Start of Data extracts

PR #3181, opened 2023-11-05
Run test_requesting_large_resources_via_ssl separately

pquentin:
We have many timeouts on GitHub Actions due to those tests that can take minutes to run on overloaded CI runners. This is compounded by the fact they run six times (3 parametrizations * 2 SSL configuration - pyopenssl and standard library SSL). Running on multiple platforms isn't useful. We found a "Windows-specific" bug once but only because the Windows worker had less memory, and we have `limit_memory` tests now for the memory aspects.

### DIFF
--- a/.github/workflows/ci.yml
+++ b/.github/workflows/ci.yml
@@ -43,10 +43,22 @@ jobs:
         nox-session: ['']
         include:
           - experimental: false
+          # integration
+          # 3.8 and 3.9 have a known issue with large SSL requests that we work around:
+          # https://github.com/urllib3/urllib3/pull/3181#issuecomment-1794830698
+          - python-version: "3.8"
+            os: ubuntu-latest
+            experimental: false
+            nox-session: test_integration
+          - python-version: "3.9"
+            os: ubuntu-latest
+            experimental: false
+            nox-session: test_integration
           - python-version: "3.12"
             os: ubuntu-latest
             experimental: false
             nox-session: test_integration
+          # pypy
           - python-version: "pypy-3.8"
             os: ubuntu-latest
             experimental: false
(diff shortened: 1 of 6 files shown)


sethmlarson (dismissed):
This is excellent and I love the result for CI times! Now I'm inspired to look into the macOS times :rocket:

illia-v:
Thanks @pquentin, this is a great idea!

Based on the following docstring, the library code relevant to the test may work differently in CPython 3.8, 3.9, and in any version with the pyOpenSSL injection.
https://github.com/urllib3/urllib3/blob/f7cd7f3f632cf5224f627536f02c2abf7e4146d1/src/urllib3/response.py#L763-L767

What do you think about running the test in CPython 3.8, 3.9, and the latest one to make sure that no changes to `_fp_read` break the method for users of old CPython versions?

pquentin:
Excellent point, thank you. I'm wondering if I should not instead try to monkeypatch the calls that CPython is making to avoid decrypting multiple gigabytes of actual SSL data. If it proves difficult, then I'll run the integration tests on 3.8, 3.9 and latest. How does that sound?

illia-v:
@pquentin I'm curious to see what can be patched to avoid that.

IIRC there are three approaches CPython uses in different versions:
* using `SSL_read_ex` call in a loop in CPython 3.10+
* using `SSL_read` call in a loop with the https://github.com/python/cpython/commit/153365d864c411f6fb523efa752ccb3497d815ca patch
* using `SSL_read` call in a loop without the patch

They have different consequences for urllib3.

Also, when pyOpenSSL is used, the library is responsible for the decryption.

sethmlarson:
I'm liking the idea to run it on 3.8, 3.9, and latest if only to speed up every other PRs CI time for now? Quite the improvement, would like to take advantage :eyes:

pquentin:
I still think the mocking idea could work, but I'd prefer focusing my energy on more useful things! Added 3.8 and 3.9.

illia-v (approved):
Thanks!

End of Data extracts

= Aim of the exercise =
When a line in the data contains the string "sethmlarson", copy that line.

= Your response =
sethmlarson (dismissed):
sethmlarson:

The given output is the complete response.